Information Extraction, Integration and Search


(December 10, 2016) Update: I am no longer actively working on information extraction, or integration, except in the context of data analytics and versioning, and some other one-off projects. Please head on over to the website to find out more. This page is no longer actively maintained.

Needletail

Robust Concept Extraction and Integration

Along with folks at Kosmix (now acquired by Walmart), we looked at the problem of generating concepts  —  i.e., entities, items and ideas that users are interested in and searching for. However, the problem is that users typically do not simply type in their concept of choice into the search bar, but also extra terms, or other concepts.
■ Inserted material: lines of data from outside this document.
PR #499, opened 2020-03-09
Add a banner for ghosts with no block waivers

arkadyan:
Asana ticket: [Enhanced "Ghost bus with no block waiver" display](https://app.asana.com/0/1148853526253426/1153879901566649)

Screen Shot 2020-03-09 at 17 37 31


assets/src/components/propertiesPanel/ghostPropertiesPanel.tsx
```diff
@@ -20,6 +38,12 @@ const GhostPropertiesPanel = ({ selectedGhost, route }: Props) => (
       <BlockWaiverList blockWaivers={selectedGhost.blockWaivers} />
     )}
 
+    {featureIsEnabled("block_waivers") &&
+      !hasBlockWaiver(selectedGhost) &&
+      !isLateVehicleIndicator(selectedGhost) && (
```
skyqrose: We don't show the Ghost Properties Panel for virtual ghosts. (It shows the VPP for the corresponding real vehicle.) So I don't think you need to check this.

assets/src/components/propertiesPanel/ghostPropertiesPanel.tsx
```diff
@@ -6,12 +6,30 @@ import { Route } from "../../schedule"
...
+    <div className="m-ghost-properties-panel__no-waiver-banner-header">
+      <span className="m-ghost-properties-panel__no-waiver-banner-alert-icon">
+        <IconAlertCircle />
+      </span>
+      <div className="m-ghost-properties-panel__no-waiver-banner-title">
+        Unknown Ghost Bus - No Dispatcher Note
+      </div>
+    </div>
+    A ghost bus or dropped trip has been automatically detected on this route.
+    Please follow up with dispatch about Run {runId || "Not Available"} as
```
skyqrose: This will read funny if the run is missing:
"Please follow up with dispatch about Run Not Available." Should we rephrase it in that case?

assets/css/properties_panel/_ghost_properties_panel.scss
```diff
@@ -7,3 +7,37 @@
     flex: 1 0 auto;
   }
 }
+
+.m-ghost-properties-panel__no-waiver-banner {
+  @include font-body;
+  background-color: transparentize($color-component-highlight, 0.6);
+  border: 1px solid $color-component-highlight;
+  font-weight: 400;
+  padding: 1rem 1rem 1rem 2rem;
```
skyqrose: Is there some of this that's redundant with `<BlockWaiverBanner>` that would mean we should combine some of the banner functionality?

assets/src/components/propertiesPanel/ghostPropertiesPanel.tsx
arkadyan: Good question. What do you think, @ingridpierre?

assets/css/properties_panel/_ghost_properties_panel.scss
arkadyan: There are similarities, but `BlockWaiverBanner` is specific to a certain format and `NoWaiverBanner` is very static and straightforward. My thought is that trying to combine them would make things more complicated in a way that would outweigh any benefits of combining functionality.

assets/src/components/propertiesPanel/ghostPropertiesPanel.tsx
arkadyan: Ah, good point. Removed the check.

assets/src/components/propertiesPanel/ghostPropertiesPanel.tsx
arkadyan: I spoke with Ingrid and we decided to remove the run number in all cases.

PR #2544, opened 2024-04-16
 fix:test(ts/detours): fix tests acting outside of test boundry 

firestack:
In #2534 I discovered quite a few tests fell over once I switched to using promises. These are changes that weren't specific to any changes I made in other PR's extracted for review (thanks `jj`!!).


hannahpurcell (approved):
❤️

PR #2547, opened 2024-04-22
feat: Prepend intersection to turn-by-turn directions

hannahpurcell:
[Asana task](https://app.asana.com/0/1205385723132845/1206879951774577)

The nearest intersection (used in the vehicle details panel to identify current bus location) will be reused in the turn-by-turn detour directions. 

This feature needs to be tested with users to decide whether that intersection direction is useful in all cases (and not misleading, if the vehicle's current orientation doesn't align with that intersection direction)


assets/src/hooks/useDetour.ts
```diff
@@ -54,6 +61,14 @@ export const useDetour = ({ routePatternId, shape }: OriginalRoute) => {
     }
   }, [routePatternId, startPoint, endPoint])
 
+  useEffect(() => {
+    if (startPoint) {
+      fetchNearestIntersection(startPoint.lat, startPoint.lon).then((result) =>
+        setNearestIntersection(result)
+      )
+    }
+  }, [startPoint])
```
firestack, line 70: suggestion: could you use `useNearestIntersection` instead of `fetchNearestIntersection`?

hannahpurcell: I considered it, but was first running into issues, and subsequently figured the hook wasn't what I needed here anyway.

First the issues: fetching the nearest intersection isn't valid until the first startPoint is placed. But conditionally running the hook is not permissible. So I could change the innards of the custom hook to skip running if the lat/lon are null.

Then I figured that the benefit of this hook is that it forms a sort of continual listener, given a dynamic vehicle position. Since placed waypoint is not dynamic, I decided that just doing a standalone fetch was preferred. What do you think?

hannahpurcell: This might be a super basic question, but I want to learn! I'm still a bit stuck on the second part of my comment, on why a hook is better here than the singular fetch? In this case, `nearestIntersection` is only dependent on startPoint and won't be dynamic, similar to how `finishedDetour` works. And in that `useEffect`, we directly fetch the finished detour status without a hook

firestack: So we don't _have_ to use `useNearestIntersection` but you've essentially just implemented it[`useNearestIntersection`] here, but with less guard rails around `useEffect` and having the state now be managed by `useDetour` instead of `useNearestIntersection`.

hannahpurcell: I thought this would be incredibly straightforward, because I actually had a branch with much of this work done (hence I planned to push the changes first thing yesterday.) Until I realized I needed a lot of test fixes, and sadly thats what I've been pulling my hair out over, yet again. 😓 Pushing up my progress thus far to see if at least the hook restructuring is on the right track. And putting it in a separate PR: https://github.com/mbta/skate/pull/2556

assets/src/components/detours/diversionPage.tsx
```diff
@@ -95,7 +103,7 @@ export const DiversionPage = ({
         <div className="l-diversion-page__panel bg-light">
           {state === DetourState.Edit && (
             <DiversionPanel
-              directions={directions}
+              directions={extendedDirections}
```
joshlarson, line 106: There is a test that validates the other `directions` -> `extendedDirections` change, but not this one. Would it be possible to add this test as well?

assets/tests/components/detours/diversionPage.test.tsx
```diff
@@ -486,6 +494,10 @@ describe("DiversionPage", () => {
       routeSegments: routeSegmentsFactory.build(),
     })
 
+    const intersection = "Avenue 1 & Street 2"
+    ;(useNearestIntersection as jest.Mock)
+        .mockReturnValueOnce({ ok: intersection })
```
joshlarson, line 499: This test is failing because of `mockReturnValueOnce` - the hook is called a fairly large number of times, but after the first call, it's returning `null`, which is why the test is failing.

Also, and I'm aware that our current styles are inconsistent and nobody mentioned (until now 😇), but we're preferring to move towards the `jest.mocked` style of mocks, rather than `;(...)`. 

```suggestion
jest.mocked(useNearestIntersection).mockReturnValue({
  ok: intersection,
})
```

hannahpurcell: Ohhhhhhhhhhhhhhhhhhh!!!!! Ahh!!! Thank you so much, this just clears all the fog right up

assets/tests/components/detours/diversionPage.test.tsx
```diff
@@ -70,6 +71,13 @@ beforeEach(() => {
 
 jest.mock("../../../src/api")
 
+jest.mock("../../../src/hooks/useNearestIntersection", () => ({
+  __esModule: true,
+  useNearestIntersection: jest.fn(() => {
+    return { is_loading: true }
+  }),
+}))
```
firestack, line 79: suggestion: I believe this should work without the extra options?(at least if combined with adding the mock to `beforeEach`)
(yet another piece of tech debt that makes it hard to contribute due to how often it's used)

```suggestion
jest.mock("../../../src/hooks/useNearestIntersection")
```

assets/src/hooks/useNearestIntersection.ts
```diff
@@ -17,15 +17,17 @@ export const useNearestIntersection = (
...
+          if (result) {
+            setResult({ ok: result })
+          } else {
+            setResult({ is_error: true })
+          }
         }
-      }
-    })
+      })
+    } else setResult({ ok: null })
```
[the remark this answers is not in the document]
hannahpurcell: Hmm... I see why `ok: null` is odd, but I also didn't consider this an error, because nothing has gone wrong at this point. We're just calling `useNearestIntersection` too soon, before startPoint has been set. What if I set back to initial state of `{is_loading: true}`?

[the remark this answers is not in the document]
firestack: > What if I set back to initial state of `{is_loading: true}`?

👍🏻 I think this works for me! I'd personally prefer to use `loading()` from `fetchResult` instead of the written out object.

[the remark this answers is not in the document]
hannahpurcell: I wish there was a 💡 emoji reaction on PRs, I'd use that all the time

assets/tests/components/detours/diversionPage.test.tsx
hannahpurcell: The api mock was maybe accidentally removed and is still needed, but otherwise yes! It does still work without all the extra options, thank you

firestack: > The api mock was maybe accidentally removed and is still needed
Whoops yeah didn't mean to catch `api` in this suggestion

assets/tests/components/detours/diversionPage.test.tsx
```diff
@@ -85,10 +90,37 @@ describe("DiversionPage", () => {
...
+    jest.mocked(useNearestIntersection).mockReturnValue({
+      ok: intersection,
+    })
+
+    const { container } = render(<DiversionPage />)
+
+    fireEvent.click(originalRouteShape.get(container))
+
+    fireEvent.click(originalRouteShape.get(container))
+
```
firestack, line 120: issue: I think both of these need `act`?
```suggestion
    act(() => fireEvent.click(originalRouteShape.get(container)))

    act(() => fireEvent.click(originalRouteShape.get(container)))
```

firestack (commented):
LGTM, one last thing about `act` but otherwise 🍰

assets/tests/components/detours/diversionPage.test.tsx
hannahpurcell: Ahhhh I see! I needed to read up, and [this example](https://github.com/threepointone/react-act-examples/blob/master/sync.md#events) helped it connect for me.

assets/tests/components/detours/diversionPage.test.tsx
```diff
@@ -486,6 +522,11 @@ describe("DiversionPage", () => {
       routeSegments: routeSegmentsFactory.build(),
     })
 
+    const intersection = "Avenue 1 & Street 2"
+    jest.mocked(useNearestIntersection).mockReturnValue({
+      ok: intersection,
+    })
```
firestack, line 528: nit(non-blocking): would prefer the `ok` constructor from `fetchResult` instead of the object
```suggestion
    jest.mocked(useNearestIntersection).mockReturnValue(ok(intersection))
```

firestack (approved):

joshlarson (approved):

PR #2549, opened 2024-04-22
feat: Add endpoint showing the currently-deployed version

joshlarson:


lib/skate_web/controllers/version_controller.ex
```diff
@@ -0,0 +1,7 @@
+defmodule SkateWeb.VersionController do
+  use SkateWeb, :controller
+
+  def version(conn, _params) do
+    send_resp(conn, 200, Application.get_env(:skate, :version))
```
firestack, line 5: suggestion(non-blocking): IMO it's more useful to get this at compile time than runtime. I dunno about testing here though...
```suggestion
    send_resp(conn, 200, Application.compile_env(:skate, :version))
```

firestack, line 5:
```suggestion
    send_resp(conn, :ok, Application.get_env(:skate, :version))
```

joshlarson: I got 👇 error 😭 

```
(RuntimeError) Application.compile_env/3 cannot be called inside functions, only in the module body
```

joshlarson:
Seems to work - that's cool!

https://skate-dev-blue.mbtace.com/version

lib/skate_web/controllers/version_controller.ex
```diff
@@ -0,0 +1,7 @@
...
+  end
```
firestack: https://github.com/mbta/skate/pull/2549/files/cf37dce0f0efb749a5224ce7f4f892e7717dd15b#r1575376527
```suggestion
  @version Application.compile_env(:skate, :version)

  def version(conn, _params) do
    send_resp(conn, 200, @version)
  end
```

lib/skate_web/controllers/version_controller.ex
firestack: https://github.com/mbta/skate/pull/2549/files/cf37dce0f0efb749a5224ce7f4f892e7717dd15b#r1575385654

lib/skate_web/controllers/version_controller.ex
joshlarson: Yeah... that does mess up the tests though. I guess the value of testing this endpoint at all is pretty minimal though 🙃

config/config.exs
```diff
@@ -89,6 +89,7 @@ config :skate,
       }
     ]
   },
+  version: System.get_env("SENTRY_RELEASE"),
```
firestack, line 92: suggestion: I think that the version endpoint would error when [`send_resp/3`](https://hexdocs.pm/plug/Plug.Conn.html#send_resp/3) receives `nil` when this is undefined. I'd prefer to either solve this with a static value or force the variable to be set. (Unless there's other reasoning for letting this be `nil`)

```suggestion
  version: System.get_env("SENTRY_RELEASE", "dirty"),
```

or

```suggestion
  version: System.get_env("SENTRY_RELEASE", "versioned"),
```

If we simply require this all the time now then we should do
```suggestion
  version: System.fetch_env!("SENTRY_RELEASE"),
```

firestack (approved):

config/config.exs
joshlarson: My preference is to simply always require it now, so I just pulled in your last suggestion

joshlarson: Aaaand that broke the build 🤦‍♂️

PR #2551, opened 2024-04-23
fix: Make detour map respect street view mode

joshlarson:


assets/src/components/detours/detourMap.tsx
```diff
@@ -125,20 +132,29 @@ export const DetourMap = ({
...
   ] = useContext(StateDispatchContext)
 
+  const [streetViewEnabled, setStreetViewEnabled] = useState(false)
+
   return (
     <div
       className={joinClasses([
         "h-100",
-        onClickMap && "c-detour_map--map__clickable",
+        !streetViewEnabled && onClickMap && "c-detour_map--map__clickable",
```
joshlarson, line 141: I am _very_ much not a fan of this boolean goop. But this worked, I have high confidence in it, and I don't want the fix to be blocked on a refactor, which is why I PR'ed it as-is.

The refactor I'm thinking is to have `onPlaceWaypoint` be an input directly into `DetourMap` and then have `onClickMap` be computed based on `streetViewEnabled` and the rest of the detour state.

assets/src/components/detours/detourMap.tsx
```diff
@@ -103,7 +110,7 @@ export const DetourMap = ({
   waypoints,
 
   onClickOriginalShape,
-  onClickMap,
+  onAddWaypoint,
```
joshlarson, line 113: Soooooo I was a bit torn about this, but here's some of my thinking:

- Originally, we were treating this as `onClickMap`, because we didn't want `<DetourMap />` to be overly concerned with what it means to actually click the map. Basically, we were letting the mapping of "click the map" <-> "add waypoint" be `<DiversionPage />`'s responsibility.
- BUT
- There's more complicated logic now, which means that to keep `<DetourMap />` agnostic to what clicking the map means would force that logic into `<DiversionPage />` (including pushing street view stuff up into `<DiversionPage />`, which ...I don't want to do.
- And it doesn't bother me that much to have `<DetourMap />` be responsible for that. I get that having the `<Map />` be in charge of both "how do I recognize a click?" and "what should I do when you click?" is an SRP violation, and it's better to have some additional layer to separate those questions, but `<DetourMap />` IS that layer.
- Basically, I don't think it's a problem to let `<DetourMap />` know things about detours.
- That said, it would be good to give `onClickOriginalShape` the same treatment as `onClick` -> `onAddWaypoint`. Right now, `onAddWaypoint` and `onClickOriginalShape` are sort of living at two separate layers of abstraction, which is not the best thing in the world.
- I didn't do that here for two reasons. First, I didn't need to. And second, `onClick` was a bit more nicely encapsulated, which made this change easy. `onClickOriginalShape` (and its friends `startPoint === null` / `endPoint === null`) is (are) more tangled, and I'd rather muck around with them as a follow up.

assets/src/components/detours/detourMap.tsx
```diff
@@ -70,7 +77,7 @@ interface DetourMapProps {
    * Callback fired when the map is clicked.
    * @param point
```
hannahpurcell, line 78: Your description of the considerations you made while renaming this function was very helpful. Thanks for outlining it all. I may be easily swayed, but it does seem sound to me! I'd adjust this comment to suit the new purpose.

hannahpurcell (approved):
Works well 👍 👍

assets/src/components/detours/detourMap.tsx
```diff
@@ -67,10 +74,10 @@ interface DetourMapProps {
   onClickOriginalShape: (point: ShapePoint) => void
 
   /**
-   * Callback fired when the map is clicked.
+   * Callback fired when the map tries to add a waypoint.
```
joshlarson, line 77: @hannahpurcell updating this comment is a good call! What do you think of this?

PR #2554, opened 2024-04-24
feat: Redirect to the page you navigated to on successful auth

joshlarson:
---
  - https://app.asana.com/0/0/1207128168281466


lib/skate_web/plugs/capture_auth_return_path.ex
```diff
@@ -0,0 +1,27 @@
+defmodule SkateWeb.Plugs.CaptureAuthReturnPath do
```
firestack, line 1: question(non-blocking): Any thoughts on how to document this?

lib/skate_web/plugs/capture_auth_return_path.ex~
firestack, line 1: issue: This seems accidental

test/skate_web/controllers/auth_controller_test.exs
```diff
@@ -43,6 +43,36 @@ defmodule SkateWeb.AuthControllerTest do
...
+            }
+          }
+        }
+      }
+
+      conn =
+        conn
+        |> assign(:ueberauth_auth, mock_auth)
+        |> init_test_session(%{post_auth_return_to: ~p"/detours"})
+        |> get(~p"/auth/keycloak/callback")
```
firestack, line 70: suggestion(non-blocking): I wonder if there's a way to test this without "mocking" the redirect path, and instead attempt to navigate to `/detours`, get redirected, go though login, and then assert we end up at `/detours`?

lib/skate_web/plugs/capture_auth_return_path.ex
firestack: love it!

lib/skate_web/plugs/capture_auth_return_path.ex
```diff
@@ -0,0 +1,55 @@
...
+
+  use SkateWeb, :verified_routes
+
+  def init(default), do: default
+
+  def call(conn, _default) do
+    conn
+    |> fetch_session()
+    |> put_session(:post_auth_return_to, request_url(conn))
+  end
```
firestack, line 17: suggestion: can we add the `@impl` attrs and `@behavoir` for this?

```suggestion
  @behaviour Plug

  @impl Plug
  def init(default), do: default

  @impl Plug
  def call(conn, _default) do
    conn
    |> fetch_session()
    |> put_session(:post_auth_return_to, request_url(conn))
  end
```

I'm not sure if this will compile or pass tests okay, but if it does I'd prefer it.

firestack (commented):
a few comments to address but otherwise LGTM!

lib/skate_web/plugs/capture_auth_return_path.ex
```diff
@@ -0,0 +1,55 @@
...
+  @moduledoc """
+  Set a cookie value `:post_auth_return_to` with the current request url,
+  and allow a mechanism to get that url easily.
+  """
+
+  import Plug.Conn
+
+  use SkateWeb, :verified_routes
+
+  def init(default), do: default
```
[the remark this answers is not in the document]
firestack: Good to know! I was hoping they'd provide a default impl, too bad.

firestack (approved):

test/skate_web/controllers/auth_controller_test.exs
joshlarson: Follow-up task: https://app.asana.com/0/1152340551558956/1207199406216195/f

I assigned it to myself so that it stays on my radar, but I'm not attached to _me_ being the one to do it.

PR #2559, opened 2024-04-26
fix: Drop waypoints in the right place

joshlarson:
---
  - https://app.asana.com/0/0/1207103959249126

### DIFF
--- a/assets/css/detours/_detour_map.scss
+++ b/assets/css/detours/_detour_map.scss
@@ -3,7 +3,7 @@
 
 .c-detour_map--map__clickable {
   cursor: url("data:image/svg+xml,%3Csvg width='14' height='14' viewBox='0 0 14 14' fill='none' xmlns='http://www.w3.org/2000/svg'%3E%3Cstyle%3E .color %7B fill: %236D39AC; %7D %3C/style%3E%3Ccircle cx='7' cy='7' r='6' class='color' style='filter: blur(0.5px)'/%3E%3Ccircle cx='7' cy='7' r='4.5' class='color' stroke='white'/%3E%3C/svg%3E")
-      11 11,
+      7 7,
     pointer;
 
   .c-vehicle-map {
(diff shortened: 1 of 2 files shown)


assets/src/components/detours/detourMap.tsx
```diff
@@ -320,7 +320,7 @@ const WaypointMarker = ({ position }: { position: LatLngLiteral }) => (
     position={position}
     divIconSettings={{
       iconSize: [10, 10],
-      iconAnchor: new Leaflet.Point(5, 5),
+      iconAnchor: new Leaflet.Point(5, 10),
```
joshlarson, line 323: I'm gonna be honest - I don't fully understand why this is necessary, and I think there's a chance that this is actually just masking (or correcting for?) an SVG error elsewhere, but I did a (-n admittedly small) bit of digging and wasn't able to figure it out.

assets/css/detours/_detour_map.scss
```diff
@@ -3,7 +3,7 @@
 
 .c-detour_map--map__clickable {
   cursor: url("data:image/svg+xml,%3Csvg width='14' height='14' viewBox='0 0 14 14' fill='none' xmlns='http://www.w3.org/2000/svg'%3E%3Cstyle%3E .color %7B fill: %236D39AC; %7D %3C/style%3E%3Ccircle cx='7' cy='7' r='6' class='color' style='filter: blur(0.5px)'/%3E%3Ccircle cx='7' cy='7' r='4.5' class='color' stroke='white'/%3E%3C/svg%3E")
-      11 11,
```
joshlarson, line 6: Oops!

assets/src/components/detours/detourMap.tsx
firestack: Based on the docs, I think we should get rid of `iconAnchor` altogether (maybe leaving a comment that it's not specified because we want it centered

> [...] Centered by default if size is specified [...]
>
> -- https://leafletjs.com/reference.html#divicon-iconanchor

firestack (approved):

PR #2560, opened 2024-04-26
cleanup:test: rewrite jest mocks to use `jest.mocked`

firestack:
There's more to do, but as an incremental fix, I think this is good enough for 15m of time.

I ran these commands, and then reverted tests that started failing.

```
, ast-grep run -p '($V as jest.Mock)' -r 'jest.mocked($V)' ./assets/ -U

, ast-grep run -p '($V as jest.Mock<$_>)' -r 'jest.mocked($V)' ./assets/ -i
```


joshlarson (approved):
I basically just looked through to see if I could find any obvious mistakes, which I couldn't, and also the builds pass.

Thanks for doing this!

PR #2562, opened 2024-04-27
feat: add mbta asana workflow

firestack:
I don't really have a way to experiment or test this till this file exists on main, I could strip this back so I can do more testing in a PR first.

This workflow is used on a few of our projects: https://github.com/search?q=org%3Ambta+asana.yml&type=code

---

Asana Ticket: https://app.asana.com/0/0/1207185409019452/f

### DIFF
--- a/asana.yml
+++ b/asana.yml
@@ -1,0 +1,20 @@
+name: Asana integration for GitHub PRs
+on:
+  workflow_dispatch:
+  pull_request:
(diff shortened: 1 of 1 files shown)


hannahpurcell (approved):
Oooo nice! I hadn't seen the workflow after it went through a lot of changes. This is cool

PR #2570, opened 2024-05-01
feat: Consolidate 3 modals into BaseNotificationModal

hannahpurcell:
The JSX of the Chelsea Bridge modals seemed structurally copy-pasted from the Inactive Notification Modal (the classnames still referred to the Inactive Notif Modal, which seemed misleading), so it seemed logical to consolidate into BaseNotificationModal before converting that modal to the Restart UI component.

Asana Ticket: https://app.asana.com/0/1205385723132845/1206770630583768


assets/tests/components/notificationModals/chelseaLoweredNotificationModal.test.tsx
```diff
@@ -1,10 +1,18 @@
...
 import { initialState, setNotification } from "../../../src/state"
 import ChelseaLoweredNotificationModal from "../../../src/components/notificationModals/chelseaLoweredNotificationModal"
+import ReactDOM from "react-dom"
+
+jest.mock("react-dom", () => {
+  return {
+    ...(jest.requireActual("react-dom") as typeof ReactDOM),
+    createPortal: (node: ReactNode): ReactPortal => node as ReactPortal,
+  }
+})
```
firestack, line 15: question: what happens without this mock?

assets/src/components/notificationModals/basicNotificationModal.tsx
```diff
@@ -0,0 +1,44 @@
...
+      <div className="c-basic-notification-modal">
+        {/* TODO: Close button IS tab-able, but not visually given focus */}
+        <button
+          title="Close"
+          className="c-basic-notification-modal__close-button"
+          onClick={closeModal}
+        >
+          <OldCloseIcon />
+        </button>
+        <div className="c-notification__title">{title}</div>
```
firestack, line 37: question: is this intended to be `.c-notification__title`? If this style is apart of the `.c-basic-notification-modal` component, I think we should move this styling into a `.c-basic-notification-modal`, but if the restart ui modal ends up throwing away any of this, I'd be open to making this non-blocking.

firestack: Oh I didn't realize the other modals did this too :melt:

firestack: Rethinking this some more, consider this non-blocking for now.

assets/tests/components/notificationModals/chelseaLoweredNotificationModal.test.tsx
firestack: Hmm, seems the issue is related to our use of `import renderer from "react-test-renderer"` in some of these tests?
It doesn't seem like all of the tests which had this added need it.

[undocumented :c] We're trying to move off `react-test-renderer` fwiw, so if you wanted to go ahead and do that conversion I'd be in support of that. Happy to pair if you'd like. I can also fix this if you'd prefer.

hannahpurcell: Oh good catch! I missed that the chelseaLoweredNotificationModal didn't need it. Removed it there, and now I'm looking into what moving off `react-test-renderer` in the other 3 files will entail.

firestack: for posterity, this is the `render` method we've preferred to use recently `import { render } from "@testing-library/react"`

to get snapshots to work with this, you'll likely need to use `asFragment()` or `baseElement` as the return type is different between the two render methods.

hannahpurcell: Ok so. I did test out using render from "@testing-library/react", but ran into a snag, covered in a SO issue [here](https://stackoverflow.com/questions/69240360/react-jest-snapshot-only-returning-empty-documentfragment). Basically, the usually `asFragment` mechanics don't play nicely with modals, which are rendered separately from the render functions container. So I'm trying out a couple things to figure out if this is something to do now or in another task. I'm happy to do it, but just trying to figure out scope

assets/src/components/notificationModals/basicNotificationModal.tsx
hannahpurcell: Ah I see. I don't see any styles attached to this selector anyway, so I'd be open to just eliminating the className entirely

assets/tests/components/notificationModals/chelseaLoweredNotificationModal.test.tsx
firestack: Ah, if the content of `asFragment` doesn't have any of the modal in it, then you'd likely want `baseElement` which points to the `<body>` iirc.

assets/tests/components/notificationModals/inactiveStateModal.test.tsx
```diff
@@ -69,18 +69,18 @@ describe("InactiveNotificationModal", () => {
...
   test("renders for a notification with no runs", () => {
     ;(useMinischeduleRuns as jest.Mock).mockImplementationOnce(() => [])
-    const tree = renderer
-      .create(<InactiveNotificationModal notification={notification} />)
-      .toJSON()
-    expect(tree).toMatchSnapshot()
+    const result = render(
+      <InactiveNotificationModal notification={notification} />
+    )
+    expect(result.baseElement).toMatchSnapshot()
```
firestack, line 83: suggestion(non-blocking): I don't think it's worth blocking over, but [Kent C Dodd's "Common mistakes with React Testing Library"](https://kentcdodds.com/blog/common-mistakes-with-react-testing-library#using-wrapper-as-the-variable-name-for-the-return-value-from-render) recommends

> Advice: destructure what you need from render or call it view.

I usually prefer to destructure the needed items

```suggestion
    const { baseElement } = render(
      <InactiveNotificationModal notification={notification} />
    )
    expect(baseElement).toMatchSnapshot()
```

assets/tests/components/notificationModals/chelseaLoweredNotificationModal.test.tsx
hannahpurcell: Oh I forgot to make the same changes with modal. Might as well!

firestack (approved):

firestack (approved):
Approving again to try and get the asana task to run properly

assets/src/components/notificationModals/basicNotificationModal.tsx
```diff
@@ -0,0 +1,44 @@
+import React, { useContext } from "react"
+import { Modal } from "@restart/ui"
+import { setNotification } from "../../state"
+import { StateDispatchContext } from "../../contexts/stateDispatchContext"
+import { OldCloseIcon } from "../../helpers/icon"
+
+const BasicNotificationModal = ({
```
joshlarson, line 7: Commenting a bit late here, but did you mean for this to be `Basic` or `Base`?

I only ask because the title of the PR says `Base`, and that's what I would normally have expected.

For example, a person searching for “Martin Scorcese” might type in “Martin Scorcese Departed”. We used ideas from association rule mining to figure out whether a sequence of n words represents a concept, relative to the n+1 word sequences that contain it, or the n-1 word sequences contained by it. We proved some theoretically desirable properties of our approach, and experimentally demonstrated effectiveness on a dataset of query logs. Our solution was deployed internally at Kosmix to enhance their concept hierarchy. The next step to this work was to find where to attach an extracted concept to a topic hierarchy. Since this is a task not easily done by computers, we looked at using human involvement to assist our search. We devised algorithms to find the minimal set of questions to ask humans to identify the correct category.


Needletail

Robust Metadata Extraction

Web-pages that are script or template based prove to be invaluable for extraction of concept metadata. For instance, it is easy to ask humans to annotate a few web-pages and learn a web wrapper to extract all metadata from a script-based website such as Yelp, Amazon, Ebay and so on. (For instance, restaurant phone numbers may be extracted from Yelp.) However, these web-pages change often, and the web wrappers learnt for the web-pages may no longer extract correct data. Along with folks at Yahoo! Research Bangalore, we looked at the wrapper maintenance and management problem. We were able to design efficient algorithms that output theoretically optimal robust wrappers for two different change models, and found that these wrappers perform orders of magnitude better than existing wrappers in terms of fault tolerance.


Needletail

Expert Input in Extraction and Integration

We have worked on various problems around debugging large information extraction pipelines, and building better classifiers for entity resolution, both using as few expert human input as possible (thereby minimizing cost and time).


Needletail

Parsing-Based Keyword Search

Along with folks at Microsoft Research, we worked on the problem of matching keyword search queries to a large collection of prespecified patterns (such as “Restaurant” near “Location”) and a large database of facts. Our solution is the first efficient solution with guarantees; and the implementation of our approach scaled easily to the large dataset sizes at Microsoft.